▶ [Task directions] Would you retype every record below exactly as written?

□ □ □

PR #1551, opened 2026-02-14
Don't offer completions within strings

rolandwalker:
## Description
 * Don't offer completions when the cursor is within a string.
 * Move the similar implementation for numbers to a better location, next to the string check.

It would be great if `suggest_based_on_last_token()` was refactored to use named parameters.

Example of the behavior solved by this PR:

Screenshot 2026-02-14 at 6 35 42 AM

## Checklist

    ```bash
    ```

### DIFF
--- a/changelog.md
+++ b/changelog.md
@@ -1,3 +1,11 @@
+Upcoming (TBD)
+==============
+
+Bug Fixes
+--------
+* Don't offer autocomplete suggestions when the cursor is within a string.
+
+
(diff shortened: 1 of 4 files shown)


rolandwalker:
Codex is right about `_is_inside_quotes()` and the feature being incomplete.  That way might not be too performant.  It's a shame, because somewhere there is the state of the Pygments lexer, which we presumably can't access.

PR #1553, opened 2026-02-14
Add the ability to send app-layer keepalive pings

rolandwalker:
## Description
The config option is named with `default_` under the `[connection]` section on the theory that it might one day be configurable by individual connections.

It may be hard to prove when this works/does something useful.  But I have the issue of frequent reconnections with some servers, and this feature seems to be provided by MySQL Workbench:

* https://stackoverflow.com/questions/31811517/mysql-workbench-drops-connection-when-idle/37890150#37890150

image

## Checklist

    ```bash
    ```

### DIFF
--- a/changelog.md
+++ b/changelog.md
@@ -10,6 +10,7 @@ Features
 * Make the completion interface more responsive using a background thread.
 * Option to suppress control-d exit behavior.
 * Better support Truecolor terminals.
+* Ability to send app-layer keepalive pings to the server.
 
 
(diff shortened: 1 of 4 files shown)


scottnemes (approved):
Works with the basic use case of running queries in the CLI. Can test by setting `wait_timeout ` to something low, waiting that long, then running a query and it will reconnect. But if you enable the keepalive to less than the `wait_timeout`, then you should not see a reconnect after that time.

PR #1572, opened 2026-02-16
Catch `getpwuid()` `KeyError` on an unknown user id

### LINKED ISSUE #1567: Crashing with unknown uid
Running `mycli` with a socket owned by an unknown user causes `getpwuid()` to return an error.

This can happen when the socket is owned by a docker container. That call is only used for a log message; it should be wrapped in a `try/except`.

The offending line is here: https://github.com/dbcli/mycli/blob/d38ff4dfcf5064462755c7e0391a4d44c10e07ac/mycli/main.py#L686

### Steps to Reproduce

Bind a socket from a mysql docker container to the host, and try to run `mycli` on the host.

### System

 * mycli version: 1.44.2
 * OS/version: NixOs unstable.

rolandwalker:
## Description
Fixes #1567, if `KeyError` is the correct exception.

This can happen in the Docker context.

## Checklist

    ```bash
    ```

### DIFF
--- a/changelog.md
+++ b/changelog.md
@@ -4,6 +4,7 @@ Upcoming (TBD)
 Bug Fixes
 --------
 * Don't offer autocomplete suggestions when the cursor is within a string.
+* Catch `getpwuid` error on unknown socket owner.
 
 
 1.54.0 (2026/02/16)
--- a/mycli/main.py
+++ b/mycli/main.py
@@ -722,7 +722,10 @@ class MyCli:
 
         try:
             if not WIN and socket:
-                socket_owner = getpwuid(os.stat(socket).st_uid).pw_name
+                try:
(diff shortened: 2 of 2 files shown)


scottnemes (approved):
If you want to test the bots suggestion, you can change the owner of the socket and try. 
```
sudo chown 323:323 /var/run/mysqld/mysqld.sock
```

Error should look something like this anyway:
```
'getpwuid(): uid not found: 323'
```

rolandwalker:
It seems KeyError is right.  The bot suggestions don't seem overly interesting.  This is solely for logging.

scottnemes:
> It seems KeyError is right. The bot suggestions don't seem overly interesting. This is solely for logging.

Yes, point was you could get the uid from the exception to display as the owner if you wanted. But sounds like you in fact do not want, so doesn't matter hah.

Issue #1564, opened 2026-02-14
Difference in completion behavior after a backtick


scottnemes:
### Suggested troubleshooting steps for bug reports

 * [X] Upgraded to the latest mycli if possible.
 * [X] Ran `mycli --checkup`, if supported.

### Expected Behavior
Suggestions to always start showing up after the first character is typed.

<img width="385" height="167" alt="Image" src="https://github.com/user-attachments/assets/a4efd2c1-711d-43bd-8824-ecce55c19936" />

### Actual Behavior
After a backtick, suggestions only start showing up after the third character is typed.

<img width="385" height="29" alt="Image" src="https://github.com/user-attachments/assets/94fea67d-5d12-455f-9a78-545b26b0ed70" />
<br>
<img width="504" height="88" alt="Image" src="https://github.com/user-attachments/assets/c2db3634-ac0f-4b41-b157-722b5745c58b" />

### Steps to Reproduce
Type something like ``select `jso`` and see when completions start.

### System

 * mycli version: 1.53.1 (main branch)
 * OS/version: WSL2 Ubuntu 24.04 under Windows 11

### Discussion
This may be expected behavior, but the reason was not immediately obvious.

Note this behavior might change or be suppressed by #1547 depending on the setting.

rolandwalker:
It's also suggesting keywords when it could be suggesting only identifiers.

rolandwalker:
The current behavior seems to be that when introducing say a column with a backtick, only columns which _require_ a backtick are suggested.

PR #1574, opened 2026-02-16
Refactor `is_inside_quotes()`

rolandwalker:
## Description
 * Rename without underscore, as it might be used in another file.
 * Recognize backtick quoting, including doubled backticks as escapes.
 * Accept negative numbers for `pos`.
 * `escaped` should not be toggled to `True` unless inside a double- or single-quoted string.
 * Return a string or `False`, typed as Literal.
 * Optimize: `is not in` is much faster than looping.

Motivation: to improve completions which start with backtick.

xref #1564 .

## Checklist

    ```bash
    ```

### DIFF
--- a/changelog.md
+++ b/changelog.md
@@ -10,6 +10,7 @@ Bug Fixes
 Internal
 --------
 * Tune Codex reviews.
+* Refactor `is_inside_quotes()` detection.
 
 
 1.54.0 (2026/02/16)
--- a/mycli/packages/completion_engine.py
+++ b/mycli/packages/completion_engine.py
@@ -1,6 +1,6 @@
 import functools
 import re
-from typing import Any
+from typing import Any, Literal
 
 import sqlparse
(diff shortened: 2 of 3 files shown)


rolandwalker:
Addressed both of the Codex findings.  The doubling of backticks as escapes was a good point.

scottnemes:
Could you give some examples of what you're addressing here? It's unclear to me what the goal is. I.e. I see:

```
select "json = no suggestions
select 'json = no suggestions
select `jso = suggestions after three characters
select ``js = suggestions after two characters
```

rolandwalker:
Sorry if I was unclear @scottnemes .  This is just an enabling refactor, which does not itself change any functionality other than fixing some bugs in which "inside quotes" was wrongly determined.

But, we would need this to attack https://github.com/dbcli/mycli/issues/1564 .

scottnemes (approved):

PR #1581, opened 2026-02-18
Improve completion suggestions inside backticks

### LINKED ISSUE #1564: Difference in completion behavior after a backtick

rolandwalker:
## Description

□ □ □

▶ [Result for this exercise]
PR #1551, opened 2026-02-14
Don't offer completions within strings

rolandwalker:
## Description
 * Don't offer completions when the cursor is within a string.
 * Move the similar implementation for numbers to a better location, next to the string check.

It would be great if `suggest_based_on_last_token()` was refactored to use named parameters.

Example of the behavior solved by this PR:

Screenshot 2026-02-14 at 6 35 42 AM

## Checklist

    ```bash
    ```

### DIFF
--- a/changelog.md
+++ b/changelog.md
@@ -1,3 +1,11 @@
+Upcoming (TBD)
+==============
+
+Bug Fixes
+--------
+* Don't offer autocomplete suggestions when the cursor is within a string.
+
+
(diff shortened: 1 of 4 files shown)


rolandwalker:
Codex is right about `_is_inside_quotes()` and the feature being incomplete.  That way might not be too performant.  It's a shame, because somewhere there is the state of the Pygments lexer, which we presumably can't access.

PR #1553, opened 2026-02-14
Add the ability to send app-layer keepalive pings

rolandwalker:
## Description
The config option is named with `default_` under the `[connection]` section on the theory that it might one day be configurable by individual connections.

It may be hard to prove when this works/does something useful.  But I have the issue of frequent reconnections with some servers, and this feature seems to be provided by MySQL Workbench:

* https://stackoverflow.com/questions/31811517/mysql-workbench-drops-connection-when-idle/37890150#37890150

image

## Checklist

    ```bash
    ```

### DIFF
--- a/changelog.md
+++ b/changelog.md
@@ -10,6 +10,7 @@ Features
 * Make the completion interface more responsive using a background thread.
 * Option to suppress control-d exit behavior.
 * Better support Truecolor terminals.
+* Ability to send app-layer keepalive pings to the server.
 
 
(diff shortened: 1 of 4 files shown)


scottnemes (approved):
Works with the basic use case of running queries in the CLI. Can test by setting `wait_timeout ` to something low, waiting that long, then running a query and it will reconnect. But if you enable the keepalive to less than the `wait_timeout`, then you should not see a reconnect after that time.

PR #1572, opened 2026-02-16
Catch `getpwuid()` `KeyError` on an unknown user id

### LINKED ISSUE #1567: Crashing with unknown uid
Running `mycli` with a socket owned by an unknown user causes `getpwuid()` to return an error.

This can happen when the socket is owned by a docker container. That call is only used for a log message; it should be wrapped in a `try/except`.

The offending line is here: https://github.com/dbcli/mycli/blob/d38ff4dfcf5064462755c7e0391a4d44c10e07ac/mycli/main.py#L686

### Steps to Reproduce

Bind a socket from a mysql docker container to the host, and try to run `mycli` on the host.

### System

 * mycli version: 1.44.2
 * OS/version: NixOs unstable.

rolandwalker:
## Description
Fixes #1567, if `KeyError` is the correct exception.

This can happen in the Docker context.

## Checklist

    ```bash
    ```

### DIFF
--- a/changelog.md
+++ b/changelog.md
@@ -4,6 +4,7 @@ Upcoming (TBD)
 Bug Fixes
 --------
 * Don't offer autocomplete suggestions when the cursor is within a string.
+* Catch `getpwuid` error on unknown socket owner.
 
 
 1.54.0 (2026/02/16)
--- a/mycli/main.py
+++ b/mycli/main.py
@@ -722,7 +722,10 @@ class MyCli:
 
         try:
             if not WIN and socket:
-                socket_owner = getpwuid(os.stat(socket).st_uid).pw_name
+                try:
(diff shortened: 2 of 2 files shown)


scottnemes (approved):
If you want to test the bots suggestion, you can change the owner of the socket and try. 
```
sudo chown 323:323 /var/run/mysqld/mysqld.sock
```

Error should look something like this anyway:
```
'getpwuid(): uid not found: 323'
```

rolandwalker:
It seems KeyError is right.  The bot suggestions don't seem overly interesting.  This is solely for logging.

scottnemes:
> It seems KeyError is right. The bot suggestions don't seem overly interesting. This is solely for logging.

Yes, point was you could get the uid from the exception to display as the owner if you wanted. But sounds like you in fact do not want, so doesn't matter hah.

Issue #1564, opened 2026-02-14
Difference in completion behavior after a backtick


scottnemes:
### Suggested troubleshooting steps for bug reports

 * [X] Upgraded to the latest mycli if possible.
 * [X] Ran `mycli --checkup`, if supported.

### Expected Behavior
Suggestions to always start showing up after the first character is typed.

<img width="385" height="167" alt="Image" src="https://github.com/user-attachments/assets/a4efd2c1-711d-43bd-8824-ecce55c19936" />

### Actual Behavior
After a backtick, suggestions only start showing up after the third character is typed.

<img width="385" height="29" alt="Image" src="https://github.com/user-attachments/assets/94fea67d-5d12-455f-9a78-545b26b0ed70" />
<br>
<img width="504" height="88" alt="Image" src="https://github.com/user-attachments/assets/c2db3634-ac0f-4b41-b157-722b5745c58b" />

### Steps to Reproduce
Type something like ``select `jso`` and see when completions start.

### System

 * mycli version: 1.53.1 (main branch)
 * OS/version: WSL2 Ubuntu 24.04 under Windows 11

### Discussion
This may be expected behavior, but the reason was not immediately obvious.

Note this behavior might change or be suppressed by #1547 depending on the setting.

rolandwalker:
It's also suggesting keywords when it could be suggesting only identifiers.

rolandwalker:
The current behavior seems to be that when introducing say a column with a backtick, only columns which _require_ a backtick are suggested.

PR #1574, opened 2026-02-16
Refactor `is_inside_quotes()`

rolandwalker:
## Description
 * Rename without underscore, as it might be used in another file.
 * Recognize backtick quoting, including doubled backticks as escapes.
 * Accept negative numbers for `pos`.
 * `escaped` should not be toggled to `True` unless inside a double- or single-quoted string.
 * Return a string or `False`, typed as Literal.
 * Optimize: `is not in` is much faster than looping.

Motivation: to improve completions which start with backtick.

xref #1564 .

## Checklist

    ```bash
    ```

### DIFF
--- a/changelog.md
+++ b/changelog.md
@@ -10,6 +10,7 @@ Bug Fixes
 Internal
 --------
 * Tune Codex reviews.
+* Refactor `is_inside_quotes()` detection.
 
 
 1.54.0 (2026/02/16)
--- a/mycli/packages/completion_engine.py
+++ b/mycli/packages/completion_engine.py
@@ -1,6 +1,6 @@
 import functools
 import re
-from typing import Any
+from typing import Any, Literal
 
 import sqlparse
(diff shortened: 2 of 3 files shown)


rolandwalker:
Addressed both of the Codex findings.  The doubling of backticks as escapes was a good point.

scottnemes:
Could you give some examples of what you're addressing here? It's unclear to me what the goal is. I.e. I see:

```
select "json = no suggestions
select 'json = no suggestions
select `jso = suggestions after three characters
select ``js = suggestions after two characters
```

rolandwalker:
Sorry if I was unclear @scottnemes .  This is just an enabling refactor, which does not itself change any functionality other than fixing some bugs in which "inside quotes" was wrongly determined.

But, we would need this to attack https://github.com/dbcli/mycli/issues/1564 .

scottnemes (approved):

PR #1581, opened 2026-02-18
Improve completion suggestions inside backticks

### LINKED ISSUE #1564: Difference in completion behavior after a backtick

rolandwalker:
## Description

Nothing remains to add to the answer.